(Entries provided begins)

PR #736, opened 2023-09-16
deps: upgrade github.com/gofrs/uuid to v5

Monirzadeh:
`go-epub` will use uuid v5 #679  and we will have two version of dependency for same functionality. just update to v5


fmartingr (approved):
👍

PR #742, opened 2023-09-29
refactor: migrate ebook routes

Monirzadeh:
this Pull request should remove legacy api for ebook.
# TODO :
- [x] API for download ebook
    - [x]  force user to login for use this API
    - [x] this will use for batch download ebook in UI
    - [x] other device can send request for specific bookmark and get epub file
    - [ ] don't get content from internet each time get that from database.
- [x] UI update to use new API
  - [x] if you select pdf article it take time. something slow down processes.
- [x] API for update ebook files
- [x] API for serve ebook files
- [x] Batch download use same route as update cache
- [x] remove part of code that no need them anymore
_this list will be update_ 
- [x] Update Swagger
- [ ] Add new unit test


fmartingr:
Hey @Monirzadeh, thinking about it I believe is best to move the download route outside of the API, since it does not return structured data (JSON), and that we use `GET` requests for the download so they are easier to call and can be easily cached in browsers as well.

We can have `/bookmarks/<id>/ebook/` to donwload a single ebook. I'm not sure about the bulk download, since I believe is not working right now, and we can use the frontend to call each download URL independently.

What do you think?

fmartingr:
So, if I get your comment. You want 

1) Migrate the API call to **generate** the ebooks of multiple bookmarks all at once. That would be `POST /api/v1/bookmarks/ebooks/ json={"bookmark_ids": ["id1", "id2"]}`. You sent an array of bookmarks IDs and bookmarks are generated on the server.
2) Ebooks are downloaded individually using `/bookmarks/<id>/ebook/`.

Is this correct?

I think my mistake was to think that the `/api/v1/bookmarks/ebooks/` was the endpoint that **downloaded** the ebooks.

fmartingr:
Love your diagram, it's super clean now :)

> should i use POST instead of PUT?

Ummm, I see it more as a `POST` since we are potentially creating content, but I'm 0/5 on that to be honest.

I will do a full review later in the day once I have some more focus time.

fmartingr:
Hey @Monirzadeh, I have been thinking a bit about this route.

Isn't this route the same as the update cache route (`/api/cache` currently) but only for ebooks? Could we migrate the cache route and use that to generate the ebooks sending the appropriate payload?

We could have:

```http
PUT /api/v1/bookmaks/cache
Content-Type: application/json
Authorization: Bearer xxx

{
  "bookmark_ids": [1,2,3],
  "generate_archive": bool,
  "generate_ebook": bool,
  "keep_metadata": bool,
}
```

Do we have this second endpoint for a specific reason?

fmartingr:
> ```httpspec
> /api/v1/bookmaks/cache
> ```

Mhmmm I don't agree with your first description.

For example if you want to download ebooks for bookmarks `[1,2,3]` as a client you would:

1. Request the ebooks to be generated: `PUT /api/v1/bookmaks/cache {"bookmark_ids": [1,2,3], "generate_ebook": true}`
2. Download each ebook: `GET /bookmark/<bookmark id>/ebook/` per bookmark.

We could even generate the ebook on the fly on the download ebook endpoint using a parameter, to generate it if is not generated previously: (`GET /bookmark/<bookmark id>/ebook/?generate=true` or something like that)

internal/http/routes/api/v1/bookmarks.go
```diff
@@ -20,11 +26,32 @@ type BookmarksAPIRoutes struct {
...
 	g.GET("/", r.listHandler)
+	g.PUT("/cache", r.updateCache)
 	g.POST("/", r.createHandler)
 	g.DELETE("/:id", r.deleteHandler)
 	return r
 }
 
+type updateCachePayload struct {
+	Ids           []int `json:"ids"    validate:"required"`
+	KeepMetadata  bool  `json:"keepMetadata"`
```
fmartingr, line 37: Now that we are creating new payloads, can we switch the JSON to `snake_case`?

internal/http/routes/api/v1/bookmarks.go
```diff
@@ -167,3 +194,147 @@ func NewBookmarksPIRoutes(logger *logrus.Logger, deps *config.Dependencies) *Boo
...
+		response.SendError(c, 404, "Bookmark not found")
+		return
+	}
+
+	if err != nil {
+		r.logger.WithError(err).Error("error getting bookmakrs")
+		response.SendInternalServerError(c)
+		return
+	}
+	// TODO: limit request to 20
```
fmartingr, line 248: **Note:** This can be done in the `updateCachePayload.IsValid()` method.

internal/http/routes/bookmark.go
```diff
@@ -66,3 +70,49 @@ func NewBookmarkRoutes(logger *logrus.Logger, deps *config.Dependencies) *Bookma
...
+	}
+
+	bookmark, found, err := r.deps.Database.GetBookmark(c, bookmarkID, "")
+	if err != nil || !found {
+		response.SendError(c, 404, nil)
+		return
+	}
+
+	if bookmark.Public != 1 && !ctx.UserIsLogged() {
+		response.SendError(c, http.StatusForbidden, nil)
```
fmartingr, line 107:
```suggestion
		response.SendError(c, http.StatusUnauthorized, nil)
```

internal/http/routes/bookmark.go
```diff
@@ -66,3 +70,49 @@ func NewBookmarkRoutes(logger *logrus.Logger, deps *config.Dependencies) *Bookma
...
+
+	bookmarkID, err := strconv.Atoi(bookmarkIDParam)
+	if err != nil {
+		r.logger.WithError(err).Error("error parsing bookmark ID parameter")
+		response.SendInternalServerError(c)
+		return
+	}
+
+	if bookmarkID == 0 {
+		response.SendError(c, 404, nil)
```
fmartingr, line 96:
```suggestion
		response.SendError(c, http.StatusNotFound, nil)
```

internal/http/routes/bookmark.go
```diff
@@ -66,3 +70,49 @@ func NewBookmarkRoutes(logger *logrus.Logger, deps *config.Dependencies) *Bookma
...
+	ctx := context.NewContextFromGin(c)
+
+	// Get server config
+	logger := logrus.New()
+	cfg := config.ParseServerConfiguration(ctx, logger)
+	DataDir := cfg.Storage.DataDir
+
+	bookmarkIDParam, present := c.Params.Get("id")
+	if !present {
+		response.SendError(c, 400, "Invalid bookmark ID")
```
fmartingr, line 84:
```suggestion
		response.SendError(c, http.StatusBadRequest, "Invalid bookmark ID")
```

internal/http/routes/bookmark.go
```diff
@@ -66,3 +70,49 @@ func NewBookmarkRoutes(logger *logrus.Logger, deps *config.Dependencies) *Bookma
...
+	}
+
+	if bookmarkID == 0 {
+		response.SendError(c, 404, nil)
+		return
+	}
+
+	bookmark, found, err := r.deps.Database.GetBookmark(c, bookmarkID, "")
+	if err != nil || !found {
+		response.SendError(c, 404, nil)
```
fmartingr, line 102:
```suggestion
		response.SendError(c, http.StatusNotFound, nil)
```

internal/http/routes/bookmark.go
```diff
@@ -66,3 +70,49 @@ func NewBookmarkRoutes(logger *logrus.Logger, deps *config.Dependencies) *Bookma
...
+	}
+
+	if bookmark.Public != 1 && !ctx.UserIsLogged() {
+		response.SendError(c, http.StatusForbidden, nil)
+		return
+	}
+
+	ebookPath := fp.Join(DataDir, "ebook", bookmarkIDParam+".epub")
+	if !ws.FileExists(ebookPath) {
+		response.SendError(c, 404, nil)
```
fmartingr, line 113:
```suggestion
		response.SendError(c, http.StatusNotFound, nil)
```

internal/view/login.html
```diff
@@ -121,6 +121,7 @@
 					}).then(json => {
 						// Save session id
 						document.cookie = `session-id=${json.message.session}; Path=${new URL(document.baseURI).pathname}; Expires=${json.message.expires}`;
+						document.cookie = `token=${json.message.token}; Path=${new URL(document.baseURI).pathname}; Expires=${json.message.expires}`;
```
fmartingr, line 124: Doesn't this make the previous line useless since you are overwritting it?

fmartingr (changes requested):
Hey, just reviewed this! Awesome work. I don't have much time these days to move things forward and all my time goes into reviews, so super happy seeing you contribute to the new API!

I left you some notes and changes around, and as a general comment I see you instantiate new loggers in handlers (or at least I saw one around), but know that there is one under `r.deps.Log` ;)

internal/view/login.html
fmartingr: > no it is not overwriting `session-id `just add `token` to the cookies. do we need keep `seasion-id` as cookies?

Yes, leave it there until we migrate all routes, just to be safe.

fmartingr (approved):
Awesome 👍

internal/http/routes/api/v1/bookmarks.go
fmartingr: Let's keep it like this for now, since the frontend can only show a limited amount of bookmarks anyway.

fmartingr:
> unit test is missing should i add that later in another pull request?

Yeah, is better that way so we don't keep coming back to the same changes 👍

PR #745, opened 2023-09-30
Adding a getting started doc page

jparrill:
Added a new Getting Started page with the basics of how to bootstrap the main functionality.
This allow the product to lower the entry level barrier


fmartingr:
Hey @jparrill, thanks for the contribution.

Have you checked the [usage#docker](https://github.com/go-shiori/shiori/blob/master/docs/Usage.md#running-docker-container) docs? Most of the content in this one is covered in there, maybe Getting Started is a better name for that part of the documentation?

Apart from that, I think you forgot to push the new screenshots.

jparrill:
Maybe it's better covered there, and a name change could help. From my PoV when I've checked the docs it was a bit difficult to just bootstrap the server with the parameters and then add the bookmarks. 

As you mention, changing the name of the Docker usage and putting (maybe a refernce) in the README.md could help on the visibility. Do you want me to follow this path or do you preffer to have a separated Getting Started section with the most basic usage of the app? w/e for me is fine :)

fmartingr:
Ummm, I would do a mix of what we have now. I believe that most of the content here can be divided into two sections:

- Usage: Would contain how to interact with Shiori in its two forms: web server and CLI.
- Getting started: is a way better name than Usage for newcomers, and most of the current content in Usage.md would apply here (installation). Then, depending on how the user wants to run it (CLI vs Server) we can link them to the proper usage anchor.

There is some work around thin over at #703, where I'm trying to restructure the documentation step by step.

What do you think?

docs/getting-started.md
```diff
@@ -0,0 +1,57 @@
...
+
+<!-- TOC -->
+
+- [Running Docker Container](#running-docker-container)
+- [How to use Shiori](#how-to-use-shiori)
+- [Deleting/Stopping Shiori](#deletingstopping-shiori)
+
+<!-- /TOC -->
+
+## Running Docker Container
```
fmartingr, line 13: I have been giving a thought and I believe is better to point the installation to the proper installation docs, so we don't have repeated documentation around. Hopefully we will maintain that properly and up to date and when the documentation site is up an ready it will be easy to navigate through sections. What do you think?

(Entries provided ends)

- Problem description: Copy from the entries above each line in which the string "documentation" can be found.

- Response:
Have you checked the [usage#docker](https://github.com/go-shiori/shiori/blob/master/docs/Usage.md#running-docker-container) docs? Most of the content in this one is covered in there, maybe Getting Started is a better name for that part of the documentation?
There is some work around thin over at #703, where I'm trying to restructure the documentation step by step.
fmartingr, line 13: I have been giving a thought and I believe is better to point the installation to the proper installation docs, so we don't have repeated documentation around. Hopefully we will maintain that properly and up to date and when the documentation site is up an ready it will be easy to navigate through sections. What do you think?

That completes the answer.